Each taste bud is made up of cells arranged together much like the slices of an orange. At the end of the bud that connects with the surface is a taste pore, which houses a receptor for the various chemicals that confer taste. For example, sweet molecules are sugars and alcohols, salty chemicals are dominated by sodium, and sour chemicals are dominated by hydrogen ions.
The interaction of the various molecules with the taste bud receptor stimulates a depolarization of the membrane at the receptor site. In depolarization, the membrane becomes more permeable to the passage of ions such as sodium and hydrogen (this is dependent on the particular receptor). The depolarization causes the activation of a protein called the G-protein, which acts to alter the countermovement of potassium out of the cell. The resulting ionic imbalance between the inside of the receptor cell and the outside generates an electrical potential. The potential can be harnessed to drive the movement of calicium ions into the cell. The excess calcium and the release of a neurotransmitter converts the receptor signal to an electrical signal, which is conveyed to the brain.

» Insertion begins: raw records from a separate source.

PR #3303, opened 2018-07-25
ZEN-30531: Site Error after navigating to a device with a re-named Ma…

drevak:
…nufacturer entity

### DIFF
--- a/Products/Zuul/facades/manufacturersfacade.py
+++ b/Products/Zuul/facades/manufacturersfacade.py
@@ -249,6 +249,19 @@ class ManufacturersFacade(TreeFacade):
         manufacturer = self._getObject(
                 "/zport/dmd/Manufacturers/" +
                 params.get('oldname', params['name']))
+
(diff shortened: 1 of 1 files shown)


Products/Zuul/facades/manufacturersfacade.py
```diff
@@ -261,6 +274,11 @@ def editManufacturer(self, params):
         if (manufacturer.id != params['name']):
             manufacturer.rename(params['name'])
 
+        # Set updated instances to the product
+        for pair in product_intance_pairs:
+            obj, prod = pair
+            obj.setProductClass(prod)
```
jpeacock-zenoss: Since `product_instance_pairs` contains pairs, this can be written as:
```
for obj, prod in product_instance_pairs:
    obj.setProductClass(prod)
```

drevak: I Implemented the changes you suggested.

PR #3322, opened 2018-08-05
ZEN-29558 Add support of offsets to getDevices method of ModelQuery r…

romanbakaleyko:
…outer.


romanbakaleyko:
also added order and reverse order.

PR #3353, opened 2018-08-28
ZEN-30684 CZ RBAC does not allow ZenManagers to define Administered D…

romanbakaleyko:
…evices for ZenUsers


romanbakaleyko:
It reverts back an ability to edit users for ZenManagers what was changed by https://github.com/zenoss/zenoss-prodbin/pull/3135

I am not sure it is correct to set version Migrate.Version(300, 0, 0) same like the migration in the mentioned commit pull/3135

I confirm that ZenManager has an access to edit fields which are described here https://docs.google.com/spreadsheets/d/1zjHuNsnW9O3z3KzOaS9eKN-CB0GuCCUZScRb0OhHWEA/edit#gid=0

Products/ZenModel/migrate/UpdateEditUserPermission.py
```diff
@@ -0,0 +1,52 @@
...
+    MANAGER_ROLE,
+    CZ_ADMIN_ROLE,
+    OWNER_ROLE,
+    ZEN_EDIT_USER
+)
+
+
+class UpdateEditUserPermission(Migrate.Step):
+    
+    version = Migrate.Version(300, 0, 0)
```
jpeacock-zenoss: I'm thinking the migrate version should be higher than the version given in #3135.
The ordering of migrate scripts having the same version is undefined.

Products/ZenModel/UserSettings.py
```diff
@@ -721,9 +721,10 @@ def iseditable(self):
         if currentUser == thisUser:
             return True
 
-        # CZAdmins can edit any users' settings except for Managers.
-        if (currentUser.has_role(CZ_ADMIN_ROLE) and not
-                thisUser.has_role(MANAGER_ROLE)):
+        # CZAdmins and ZEN_MANAGERs can edit any users' settings except for Managers.
+        if (currentUser.has_role(CZ_ADMIN_ROLE) or \
```
iancmcc: This isn't true, I think. ZenManagers can't edit CZAdmins.

PR #3354, opened 2018-08-29
add tests for BasePublisher class

rderkach:


Products/ZenHub/tests/testMetricPublisher.py
```diff
@@ -8,22 +8,75 @@
 ##############################################################################
 
 import unittest
+from mock import Mock, create_autospec, patch, call
 
 import ujson as json
 
-from Products.ZenHub.metricpublisher.publisher import RedisListPublisher, HttpPostPublisher, BasePublisher
+from Products.ZenHub.metricpublisher.publisher import RedisListPublisher, HttpPostPublisher, BasePublisher, deque, bufferHighWater, defer
```
lundybernard: PEP8: breakup long imports using parentheses:

```python
from Products.ZenHub.metricpublisher.publisher import (
    RedisListPublisher,
    HttpPostPublisher,
    BasePublisher,
    deque,
    bufferHighWater,
    defer,
)
```

Products/ZenHub/metricpublisher/tests/test_publisher.py
```diff
@@ -0,0 +1,441 @@
...
+# This content is made available according to terms specified in
+# License.zenoss under the directory where your Zenoss product is installed.
+#
+##############################################################################
+
+from unittest import TestCase, TestSuite, makeSuite
+from mock import Mock, MagicMock, create_autospec, patch
+from zope.interface.verify import verifyObject
+
+import ujson as json
```
lundybernard: The module under test imports already imports json, so it should be imported from Products.ZenHub.metricpublisher.publisher

Products/ZenHub/metricpublisher/tests/test_publisher.py
```diff
@@ -0,0 +1,441 @@
...
+
+METRIC_BUILDED = [
+    '{"timestamp":1535460634.26479,"metric":"eventQueueLength",\
+    "value":0.0,"tags":{\
+        "instance":"0","daemon":"zenpython","monitor":"localhost",\
+        "metricType":"GAUGE","tenantId":"b0e4t72hrole5z1xv88djc1hb"\
+        }\
+    }'
+]
+METRIC = 'testMetricName'
```
lundybernard: BUFFER_LEN is only used in BasePublisherTest, and should be defined within its scope until it is needed by another class.

Products/ZenHub/metricpublisher/tests/test_publisher.py
```diff
@@ -0,0 +1,441 @@
...
+BUFFER_LEN = 10
+PUBLISHER_FREQ = 10
+SCHEDULED = True
+
+
+class PublishError(Exception):
```
lundybernard: Any time we need to define a class, function, or object just for testing, it is a good candidate for a Mock.

for example, we can replace this class with
```
PublishError = Mock(Exception, name='PublishError', autospec=True)
```

This object is only used in a single test, `BasePublisherTest.test_publish_failed` and should be moved into that test.

Products/ZenHub/metricpublisher/tests/test_publisher.py
```diff
@@ -0,0 +1,441 @@
...
+            self.metric,
+            self.pub.build_metric('m', 1.0, 1, {}))
+        self.assertEqual(
+            self.metric,
+            self.pub.build_metric('m', "1.0", 1, {})
+        )
+
+    def test_publish_failed(self):
+        pub_error = PublishError()
+        self.pub._publish_failed(pub_error, METRIC_BUILDED)
```
lundybernard: _publish_failed returns a value, which should be captured and checked.
ex:
```
ret = self.pub._publish_failed(pub_error, METRIC_BUILDED)
self.assertEqual(ret, 'some value')
```

Products/ZenHub/metricpublisher/tests/test_publisher.py
```diff
@@ -0,0 +1,441 @@
...
+        super(PublishError, self).__init__("Some error in publishing")
+
+
+class BasePublisherTest(TestCase):
+
+    def setUp(self):
+        self.pub = BasePublisher(BUFFER_LEN, PUBLISHER_FREQ)
+        self.metric = {'metric': 'm', 'value': 1.0, 'timestamp': 1, 'tags': {}}
+
+    def test_init(self):
```
lundybernard: Naming convention.  change this to `test___init__`, and tests for functions with a leading _ should be `test__function_name`.  this prevents issues if we add a `def init():` method, and where we have `def function_name()` and a `def _function_name()` which is a fairly common pattern.

Products/ZenHub/metricpublisher/tests/test_publisher.py
rderkach: I also use BUFFER_LEN  in RedisPublisherTest.test_init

Depolarization and re-polarization of the membranes of the cells are rapid events. This allows a taste cell to respond to a stimulus and quickly regain its potential for another response.
The taste receptors have a very low threshold, or the concentration at which a substance can be distinguished from water. The intensity of a taste sensation sems to be related to the number of taste cells that respond to the presence of the particular chemical. For example, if a food is exceptionally salty, the great number of sodium molecules in the food will stimulate the activity of a large number of taste buds. In more complex foods, which have a blended variety of tastes, the response by the population of taste buds will become diverse.